MetricsCollector SPI
The SPI defines three core lifecycle callbacks plus an optional callback-failure hook:
package run.ratchet.spi;
@Incubating
public interface MetricsCollector {
/**
* Notifies that a job has started execution.
*
* @param jobId the unique job identifier
* @param type the job type (SINGLE, RECURRING, BATCH, etc.)
* @param priority the job priority level
*/
void jobStarted(UUID jobId, JobType type, JobPriority priority);
/**
* Notifies that a job has completed successfully.
*
* @param jobId the unique job identifier
* @param type the job type
* @param executionTimeMs the execution time of the completed attempt in milliseconds
*/
void jobCompleted(UUID jobId, JobType type, long executionTimeMs);
/**
* Notifies that a job has failed.
*
* @param jobId the unique job identifier
* @param type the job type
* @param cause the exception that caused the failure
* @param attempt the 1-based attempt number, including the failed attempt
*/
void jobFailed(UUID jobId, JobType type, Throwable cause, int attempt);
/**
* Notifies that an onSuccess/onFailure callback threw an exception.
*/
default void callbackFailed(UUID jobId, JobType type, Throwable cause, int attempt) {
// No-op
}
}
This interface is marked @Incubating -- additional lifecycle callbacks (retry, timeout, DLQ) may be added in future releases.
Default No-Op Collector
When no monitoring integration is configured, the NoOpMetricsCollector satisfies the injection point with empty method bodies:
@ApplicationScoped
public class NoOpMetricsCollector implements MetricsCollector {
@Override
public void jobStarted(UUID jobId, JobType type, JobPriority priority) {
// No-op
}
@Override
public void jobCompleted(UUID jobId, JobType type, long executionTimeMs) {
// No-op
}
@Override
public void jobFailed(UUID jobId, JobType type, Throwable cause, int attempt) {
// No-op
}
}
This ensures Ratchet works out of the box without requiring a metrics dependency.
Micrometer Integration
The ratchet-micrometer module provides a drop-in Micrometer adapter that publishes job metrics to any Micrometer-supported backend (Prometheus, Datadog, CloudWatch, New Relic, etc.).
Adding the Dependency
<dependency>
<groupId>run.ratchet</groupId>
<artifactId>ratchet-micrometer</artifactId>
<version>${ratchet.version}</version>
</dependency>
The module uses @Alternative @Priority(1000) on the MicrometerMetricsCollector bean, which automatically overrides the default NoOpMetricsCollector when present on the classpath.
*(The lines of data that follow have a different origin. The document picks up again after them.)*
PR #696, opened 2019-02-24
Fix #687

### LINKED ISSUE #687: `gradient` interface inconsistent!

mohamed82008:
Fixes #687. This PR does the following:
- [x] compute `logp`,  _not_ `-logp` and
- [x] rename `gradient` -> `gradient_logp`, `gradient_forward`->`gradient_logp_forward`, and `gradient_reverse`->`gradient_logp_reverse` to remove ambiguities
- [x] add doc string that clearly states what the `gradient_logp` function returns, i.e. `logp` and `gradient_logp`

Testing that the backends give the same output was done before in #688, and testing against finite difference is already done for the lower level `logpdf` of distributions. I don't think this is necessary for the whole `gradient_logp`.

CC: @trappmartin @willtebbutt @xukai92

### DIFF
--- a/src/core/Core.jl
+++ b/src/core/Core.jl
@@ -37,12 +37,12 @@ export  @model,
         ForwardDiffAD, 
         FluxTrackerAD,
         value,
-        gradient,
+        gradient_logp,
         CHUNKSIZE, 
         ADBACKEND,
         setchunksize,
         verifygrad,
-        gradient_forward,
-        gradient_reverse
+        gradient_logp_forward,
+        gradient_logp_reverse
 
 end # module
--- a/src/core/ad.jl
+++ b/src/core/ad.jl
@@ -57,17 +57,18 @@ getADtype(s::Sampler) = getADtype(typeof(s))
 getADtype(s::Type{<:Sampler{TAlg}}) where {TAlg} = getADtype(TAlg)
 
 """
-gradient(
+gradient_logp(
     θ::AbstractVector{<:Real},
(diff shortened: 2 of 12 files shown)


trappmartin:
Thanks!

The module also provides a fallback SimpleMeterRegistry, so it works out of the box. Produce your own MeterRegistry when you want a real backend such as Prometheus or Datadog.
Providing a MeterRegistry
The MicrometerMetricsCollector injects a MeterRegistry via CDI. Override the fallback registry in your application when you want a specific backend:
import io.micrometer.core.instrument.MeterRegistry;
import io.micrometer.prometheus.PrometheusConfig;
import io.micrometer.prometheus.PrometheusMeterRegistry;
import jakarta.enterprise.context.ApplicationScoped;
import jakarta.enterprise.inject.Produces;
@ApplicationScoped
public class MetricsProducer {
@Produces
@ApplicationScoped
public MeterRegistry meterRegistry() {
return new PrometheusMeterRegistry(PrometheusConfig.DEFAULT);
}
}
Published Metrics
The Micrometer adapter publishes the following metrics:
Counters
| Metric Name | Tags | Description |
|---|---|---|
ratchet.jobs.started | type, priority | Incremented each time a job begins execution |
ratchet.jobs.completed | type | Incremented each time a job completes successfully |
ratchet.jobs.failed | type, exception | Incremented each time a job fails. The exception tag contains the simple class name of the causing exception. |
Timers
| Metric Name | Tags | Description |
|---|---|---|
ratchet.jobs.duration | type | Records the execution time of completed jobs. Provides count, total time, max, and histogram data. |
Tag Values
The type tag corresponds to JobType enum values:
SINGLE-- One-time fire-and-forget jobsRECURRING-- Cron-scheduled or interval-based jobsBATCH_CHILD-- Individual items within a batchBATCH_PARENT-- Batch parent coordination jobsCHAIN_STEP-- Steps in a job chainWORKFLOW_BRANCH-- Branches in a workflow
The priority tag corresponds to JobPriority enum values (LOW, NORMAL, HIGH, CRITICAL).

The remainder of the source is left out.